Among the lines below, how many carry the string "only"? Reply with a number and nothing else.

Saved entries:
+ + + + + + +

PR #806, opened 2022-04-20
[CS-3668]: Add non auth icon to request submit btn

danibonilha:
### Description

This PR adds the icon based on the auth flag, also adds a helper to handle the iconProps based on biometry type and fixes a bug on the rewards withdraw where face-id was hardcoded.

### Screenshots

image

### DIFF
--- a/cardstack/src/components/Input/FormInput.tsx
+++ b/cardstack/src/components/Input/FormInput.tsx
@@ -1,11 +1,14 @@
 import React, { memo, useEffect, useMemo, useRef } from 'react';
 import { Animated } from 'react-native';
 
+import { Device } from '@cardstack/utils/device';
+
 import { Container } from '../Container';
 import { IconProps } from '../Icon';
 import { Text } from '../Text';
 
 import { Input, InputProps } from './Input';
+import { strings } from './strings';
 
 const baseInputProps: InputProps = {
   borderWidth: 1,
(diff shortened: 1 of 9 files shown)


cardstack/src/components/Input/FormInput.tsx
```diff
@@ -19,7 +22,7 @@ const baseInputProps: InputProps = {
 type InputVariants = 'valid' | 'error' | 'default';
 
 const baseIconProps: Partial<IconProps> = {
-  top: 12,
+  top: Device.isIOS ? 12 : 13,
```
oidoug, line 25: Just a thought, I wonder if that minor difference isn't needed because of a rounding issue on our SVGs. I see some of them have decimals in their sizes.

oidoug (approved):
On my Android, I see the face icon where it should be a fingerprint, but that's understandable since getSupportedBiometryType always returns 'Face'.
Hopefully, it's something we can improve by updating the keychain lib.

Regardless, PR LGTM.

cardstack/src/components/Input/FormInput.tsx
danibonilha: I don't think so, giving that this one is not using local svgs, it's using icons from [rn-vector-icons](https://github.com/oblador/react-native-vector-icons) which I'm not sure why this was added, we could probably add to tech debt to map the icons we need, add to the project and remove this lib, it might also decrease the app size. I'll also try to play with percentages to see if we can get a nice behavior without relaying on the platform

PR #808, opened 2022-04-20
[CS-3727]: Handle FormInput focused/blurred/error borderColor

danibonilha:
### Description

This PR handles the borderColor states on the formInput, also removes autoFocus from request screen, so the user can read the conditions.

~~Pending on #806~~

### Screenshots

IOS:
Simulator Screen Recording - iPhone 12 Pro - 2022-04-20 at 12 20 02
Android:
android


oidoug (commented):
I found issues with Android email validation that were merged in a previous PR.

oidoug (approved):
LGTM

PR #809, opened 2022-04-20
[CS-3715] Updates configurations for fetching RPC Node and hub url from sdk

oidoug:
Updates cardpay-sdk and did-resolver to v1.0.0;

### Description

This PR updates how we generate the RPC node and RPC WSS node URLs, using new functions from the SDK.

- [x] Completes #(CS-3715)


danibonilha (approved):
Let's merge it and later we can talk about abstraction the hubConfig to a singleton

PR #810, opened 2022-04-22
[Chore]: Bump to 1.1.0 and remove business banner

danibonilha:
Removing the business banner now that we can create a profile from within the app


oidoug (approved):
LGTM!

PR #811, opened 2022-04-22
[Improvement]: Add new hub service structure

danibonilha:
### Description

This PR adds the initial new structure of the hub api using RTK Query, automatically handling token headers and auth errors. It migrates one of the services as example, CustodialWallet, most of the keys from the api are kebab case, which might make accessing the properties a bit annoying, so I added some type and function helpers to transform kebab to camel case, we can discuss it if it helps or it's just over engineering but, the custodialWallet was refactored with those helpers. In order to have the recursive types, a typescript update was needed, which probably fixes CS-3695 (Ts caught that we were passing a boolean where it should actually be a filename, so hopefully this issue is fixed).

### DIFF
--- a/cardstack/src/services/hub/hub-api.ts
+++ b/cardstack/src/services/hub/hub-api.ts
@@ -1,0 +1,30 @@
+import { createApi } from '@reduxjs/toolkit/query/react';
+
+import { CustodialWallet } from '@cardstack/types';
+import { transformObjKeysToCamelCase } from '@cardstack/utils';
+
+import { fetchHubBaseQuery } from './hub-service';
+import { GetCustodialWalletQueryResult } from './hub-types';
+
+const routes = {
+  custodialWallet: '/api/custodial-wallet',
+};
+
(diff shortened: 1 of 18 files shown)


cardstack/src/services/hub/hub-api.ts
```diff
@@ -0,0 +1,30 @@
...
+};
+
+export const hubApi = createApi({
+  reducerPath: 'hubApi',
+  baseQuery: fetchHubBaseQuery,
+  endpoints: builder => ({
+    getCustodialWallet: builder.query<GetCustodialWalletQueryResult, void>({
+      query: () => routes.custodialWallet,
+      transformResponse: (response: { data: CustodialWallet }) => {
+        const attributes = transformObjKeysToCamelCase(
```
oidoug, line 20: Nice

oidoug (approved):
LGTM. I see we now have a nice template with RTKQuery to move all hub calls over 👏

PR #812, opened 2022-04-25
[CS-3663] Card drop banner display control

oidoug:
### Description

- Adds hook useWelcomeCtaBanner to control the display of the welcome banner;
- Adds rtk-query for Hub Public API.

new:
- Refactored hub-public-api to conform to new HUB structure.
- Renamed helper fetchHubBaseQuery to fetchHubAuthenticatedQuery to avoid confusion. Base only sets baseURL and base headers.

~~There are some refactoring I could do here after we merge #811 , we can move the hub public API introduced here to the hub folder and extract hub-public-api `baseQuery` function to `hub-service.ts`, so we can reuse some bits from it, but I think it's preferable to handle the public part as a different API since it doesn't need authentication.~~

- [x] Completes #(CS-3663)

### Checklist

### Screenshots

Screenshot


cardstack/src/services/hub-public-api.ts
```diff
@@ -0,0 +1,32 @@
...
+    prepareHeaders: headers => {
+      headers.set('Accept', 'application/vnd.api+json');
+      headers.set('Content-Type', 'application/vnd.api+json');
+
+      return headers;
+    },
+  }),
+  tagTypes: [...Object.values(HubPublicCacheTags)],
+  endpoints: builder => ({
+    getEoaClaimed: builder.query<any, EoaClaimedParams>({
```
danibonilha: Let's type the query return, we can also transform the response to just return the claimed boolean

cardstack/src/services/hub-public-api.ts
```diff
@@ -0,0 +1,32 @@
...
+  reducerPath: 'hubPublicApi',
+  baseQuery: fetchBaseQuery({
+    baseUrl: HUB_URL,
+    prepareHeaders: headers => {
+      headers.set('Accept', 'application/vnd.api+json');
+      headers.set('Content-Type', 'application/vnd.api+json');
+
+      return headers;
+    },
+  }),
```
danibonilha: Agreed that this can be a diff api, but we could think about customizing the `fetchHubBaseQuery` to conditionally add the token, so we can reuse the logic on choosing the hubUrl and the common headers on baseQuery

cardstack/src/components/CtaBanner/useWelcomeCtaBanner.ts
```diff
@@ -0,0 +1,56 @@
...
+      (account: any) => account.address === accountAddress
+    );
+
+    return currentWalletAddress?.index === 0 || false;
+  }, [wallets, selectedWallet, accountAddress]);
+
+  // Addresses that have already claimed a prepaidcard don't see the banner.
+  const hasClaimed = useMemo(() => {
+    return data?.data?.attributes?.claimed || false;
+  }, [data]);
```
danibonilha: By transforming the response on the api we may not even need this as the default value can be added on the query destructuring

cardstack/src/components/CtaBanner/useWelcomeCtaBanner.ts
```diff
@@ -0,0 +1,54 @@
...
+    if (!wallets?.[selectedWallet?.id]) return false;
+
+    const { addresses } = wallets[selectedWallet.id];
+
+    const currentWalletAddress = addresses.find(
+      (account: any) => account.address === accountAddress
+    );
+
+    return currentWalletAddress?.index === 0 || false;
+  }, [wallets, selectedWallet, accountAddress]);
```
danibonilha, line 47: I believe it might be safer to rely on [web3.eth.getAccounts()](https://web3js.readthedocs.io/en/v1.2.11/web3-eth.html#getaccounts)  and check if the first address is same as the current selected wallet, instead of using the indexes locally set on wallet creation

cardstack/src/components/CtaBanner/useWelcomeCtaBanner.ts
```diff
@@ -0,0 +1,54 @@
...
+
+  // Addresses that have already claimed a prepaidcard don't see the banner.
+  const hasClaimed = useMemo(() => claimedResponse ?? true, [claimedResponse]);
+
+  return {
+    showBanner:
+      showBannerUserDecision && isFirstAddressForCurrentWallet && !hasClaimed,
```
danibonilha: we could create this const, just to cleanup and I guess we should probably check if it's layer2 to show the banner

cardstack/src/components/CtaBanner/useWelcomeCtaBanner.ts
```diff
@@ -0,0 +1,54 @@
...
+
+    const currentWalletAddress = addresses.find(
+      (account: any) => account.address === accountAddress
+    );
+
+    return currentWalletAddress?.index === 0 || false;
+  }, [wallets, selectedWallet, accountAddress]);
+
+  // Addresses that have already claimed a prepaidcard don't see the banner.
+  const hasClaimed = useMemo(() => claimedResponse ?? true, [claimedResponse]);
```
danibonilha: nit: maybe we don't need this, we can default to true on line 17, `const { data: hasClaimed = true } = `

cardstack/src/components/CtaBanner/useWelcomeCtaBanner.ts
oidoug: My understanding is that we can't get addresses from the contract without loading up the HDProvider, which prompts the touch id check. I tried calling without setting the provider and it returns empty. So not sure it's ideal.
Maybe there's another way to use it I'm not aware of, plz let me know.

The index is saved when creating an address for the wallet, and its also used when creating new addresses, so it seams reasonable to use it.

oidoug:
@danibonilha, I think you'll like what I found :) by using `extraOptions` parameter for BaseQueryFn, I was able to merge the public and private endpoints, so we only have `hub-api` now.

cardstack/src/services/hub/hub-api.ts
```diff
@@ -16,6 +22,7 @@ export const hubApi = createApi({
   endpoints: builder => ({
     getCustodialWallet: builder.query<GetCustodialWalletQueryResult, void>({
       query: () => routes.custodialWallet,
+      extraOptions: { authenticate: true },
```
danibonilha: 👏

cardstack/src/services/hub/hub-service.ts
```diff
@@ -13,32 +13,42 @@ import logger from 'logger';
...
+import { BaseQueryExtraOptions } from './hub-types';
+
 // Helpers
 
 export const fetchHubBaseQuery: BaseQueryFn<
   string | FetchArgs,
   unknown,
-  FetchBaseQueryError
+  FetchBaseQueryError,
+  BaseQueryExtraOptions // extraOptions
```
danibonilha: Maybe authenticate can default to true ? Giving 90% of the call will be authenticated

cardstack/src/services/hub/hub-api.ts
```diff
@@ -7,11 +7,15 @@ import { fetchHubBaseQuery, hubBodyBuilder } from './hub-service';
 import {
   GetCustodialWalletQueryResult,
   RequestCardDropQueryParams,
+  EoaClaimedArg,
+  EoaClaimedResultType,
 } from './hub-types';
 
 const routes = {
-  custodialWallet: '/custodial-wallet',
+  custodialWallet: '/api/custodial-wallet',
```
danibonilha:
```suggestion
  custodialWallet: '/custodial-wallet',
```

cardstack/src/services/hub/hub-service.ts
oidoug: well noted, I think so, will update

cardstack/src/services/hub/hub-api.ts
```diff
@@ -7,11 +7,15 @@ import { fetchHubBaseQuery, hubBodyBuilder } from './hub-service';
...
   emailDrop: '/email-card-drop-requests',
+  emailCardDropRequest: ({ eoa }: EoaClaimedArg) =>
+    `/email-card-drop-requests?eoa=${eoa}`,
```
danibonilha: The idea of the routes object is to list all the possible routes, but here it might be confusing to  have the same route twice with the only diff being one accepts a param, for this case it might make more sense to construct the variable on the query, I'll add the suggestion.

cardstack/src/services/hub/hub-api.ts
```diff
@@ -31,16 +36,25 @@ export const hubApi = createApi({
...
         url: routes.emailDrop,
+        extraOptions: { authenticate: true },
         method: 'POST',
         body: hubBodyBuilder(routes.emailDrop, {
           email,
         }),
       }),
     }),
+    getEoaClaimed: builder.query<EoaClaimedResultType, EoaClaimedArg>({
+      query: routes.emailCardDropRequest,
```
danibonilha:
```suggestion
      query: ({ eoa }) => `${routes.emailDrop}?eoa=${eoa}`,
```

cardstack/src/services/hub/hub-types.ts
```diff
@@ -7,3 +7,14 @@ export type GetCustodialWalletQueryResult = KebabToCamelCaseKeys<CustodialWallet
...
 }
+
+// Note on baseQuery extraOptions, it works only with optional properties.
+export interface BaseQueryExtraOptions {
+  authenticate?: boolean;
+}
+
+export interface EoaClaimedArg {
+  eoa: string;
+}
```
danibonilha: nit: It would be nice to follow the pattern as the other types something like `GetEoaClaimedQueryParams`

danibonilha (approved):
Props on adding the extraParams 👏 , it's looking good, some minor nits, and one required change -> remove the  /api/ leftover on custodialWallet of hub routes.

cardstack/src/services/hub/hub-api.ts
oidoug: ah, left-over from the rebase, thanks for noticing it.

+ + + + + + +

== Result ==
4